Turnpike Lane (N8) is about 6 minutes from my Tottenham base, typically 12 to 22 minutes door-to-door via Wightman Road. The Ladder (the grid of terraces off Wightman Road) is mostly Edwardian stock converted into flats, so shared-entrance cylinders and rekeys for incoming tenants are the two most frequent jobs here.
The Ladder runs as a tight grid of Edwardian terraces between Green Lanes and Wightman Road, two and three storey, and the vast majority of those houses have been split into upper and lower flat conversions over the last few decades. That gives you a shared entrance door at street level with one cylinder serving multiple tenants, plus individual flat doors inside, often with their own mortice and night latch combination. Above the parades on Turnpike Lane and West Green Road you’ve got period flats over the shops, and around the station there’s a mix of council blocks and private flat developments adding more shared cylinders into the mix.

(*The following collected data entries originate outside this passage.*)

PR #1061, opened 2026-08-12
refactor(tool/internal/setup): use embedded manifest in pin instead of extracting tarball

### LINKED ISSUE #1060: refactor(tool/internal/setup): use embedded manifest in pin instead of extracting tarball
### Description
In `tool/internal/setup/pin.go`, `generatePinnedProjects` currently decompresses the entire `otelc-bundle.tgz` tarball to disk and walks filesystem directories to parse `otelc.yaml` rules via `loadMinimalRules` and `loadModuleRules`.

### Problem
1. **Performance Overhead**: Extracting the tarball and recursively parsing YAML files on every auto-pin invocation adds unnecessary disk I/O and latency.
2. **Code Duplication**: `pin.go` defines its own `yamlRule` struct and `loadMinimalRules` / `loadModuleRules` functions, which duplicate the functionality in `tool/internal/manifest`.
3. **Eager Extraction**: The bundle is decompressed even when zero dependencies match instrumentation targets.

### Proposed Solution
1. Replace `loadMinimalRules` in `pin.go` with `manifest.Load()` from `tool/internal/manifest`.
2. Update `matchInstrumentationImports` to operate directly on `manifest.Manifest`.
3. Extract `otelc-bundle.tgz` only if matching instrumentations were found (`len(imports) > 0`) prior to running `syncDeps`.
4. Remove redundant `yamlRule`, `loadModuleRules`, and `loadMinimalRules` helpers.

vedant21-oss:
## Description

Refactors `generatePinnedProjects` in `tool/internal/setup/pin.go` to consume `manifest.Load()` from `tool/internal/manifest` instead of decompressing `otelc-bundle.tgz` and walking directories to parse YAML rules.

- Removes redundant `yamlRule`, `loadModuleRules`, and `loadMinimalRules` functions.
- Updates `matchInstrumentationImports` to operate directly on `manifest.Manifest`.
- Defers bundle extraction to only run when matching instrumentation packages exist (`len(imports) > 0`).

Closes #1060

## Type of Change

- [x] Refactoring / Code cleanup
- [ ] Bug fix
- [ ] New feature
- [ ] Documentation update

## Checklist

- [x] Follows conventional commit format for PR title (`refactor(tool/internal/setup): ...`)
- [x] Tests added / updated and passing (`go test -race ./...`)
- [x] Code adheres to the repository's coding style

### DIFF
--- a/tool/internal/setup/pin.go
+++ b/tool/internal/setup/pin.go
@@ -166,8 +166,6 @@ func generateOtelInstrumentationGo(imports map[string]bool, opts PinOptions) *ds
 	}
 }
 
-
-
 func ensureOtelcRequireVersion(f *modfile.File, version string) (bool, error) {
 	if !semver.IsValid(version) || version == "v0.0.0" || module.IsPseudoVersion(version) {
 		return false, nil
--- a/tool/internal/setup/pin.go
+++ b/tool/internal/setup/pin.go
@@ -9,7 +9,6 @@ import (
 	"fmt"
 	"go/parser"
 	"go/token"
-	"io/fs"
 	"log/slog"
 	"maps"
 	"os"
@@ -22,10 +21,10 @@ import (
 	"golang.org/x/mod/modfile"
 	"golang.org/x/mod/module"
 	"golang.org/x/mod/semver"
-	"gopkg.in/yaml.v3"
 
 	"go.opentelemetry.io/otelc/tool/ex"
 	"go.opentelemetry.io/otelc/tool/internal/ast"
+	"go.opentelemetry.io/otelc/tool/internal/manifest"
 	"go.opentelemetry.io/otelc/tool/internal/pkgload"
 	"go.opentelemetry.io/otelc/tool/internal/rule"
 	"go.opentelemetry.io/otelc/tool/util"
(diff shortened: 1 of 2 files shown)


darccio:
Closing in favour of #1057

tool/internal/setup/pin.go
```diff
@@ -525,18 +451,13 @@ func generatePinnedProjects(ctx context.Context, moduleDirs map[string]bool, opt
 		return nil, ex.Wrapf(findDepsErr, "finding dependencies")
 	}
 
-	extractErr := extractOtelcBundle()
```
Labreo, line 528: One thing worth noting somewhere: this now assumes the embedded manifest and the bundle are always in sync. A short comment there would save the next person from wondering.

tool/internal/setup/pin.go
```diff
@@ -309,7 +237,7 @@ func ensureOtelcRequire(moduleDir, version string) (bool, error) {
 
 func matchInstrumentationImports(
 	deps []*Dependency,
-	ruleset map[string][]yamlRule,
+	manifestEntries manifest.Manifest,
```
Labreo, line 240: Much cleaner. The flat []Entry with ModulePath on each entry is easier to follow than the old map[string][]yamlRule.

Labreo (commented):
Really nice cleanup, routing through `manifest.Load()` instead of the manual YAML walk simplifies things a lot.

One thing I was wondering about with the deferred extraction: now that `extractOtelcBundle()` only runs when there are matching imports, it might be worth dropping a comment there noting that the embedded manifest and the bundle are expected to stay in sync. CI probably catches any drift, but future readers might not immediately know that.

The lint failure on the first commit looked like it was caused by the double blank lines left behind after removing `yamlRule` and `loadModuleRules`, so good that it's already fixed. On coverage, Codecov seems to be flagging the error branches in `generatePinnedProjects` rather than the no-match path, so those might need error-injection tests to actually close the gap. That said, a test for the "no matching imports, skip extraction" case could still be worth adding just to document the new behaviour, even if it doesn't directly help the Codecov number.

Also noticed that `manifest.go` and `match.go` both have an identical private `isRuleFile`. The duplication predates this PR and removing it would probably need a shared exported helper, so not a blocker at all, maybe just something to track as a follow-up.

Labreo:
Oops really sorry for opening a review on a closed pr.Github showed it as an active pr to me.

The three jobs I get called to most often in N8’s Turnpike Lane end are communal-entrance cylinder wear on Ladder conversions, renter-turnover rekeys, and snapped keys in tired night latches. The communal cylinders take a hammering, four sets of tenants going in and out daily means the wafers wear faster than they would on a single-occupant door, and a fresh replacement every five or six years is normal. The rekey work tends to cluster, when a landlord turns over an HMO between tenants I’ll often do three or four cylinders on a single visit. Snapped keys in night latches happen because the internal spring weakens with age, the tenant pushes harder, and eventually the key shears, spiral extraction saves the lock body almost every time.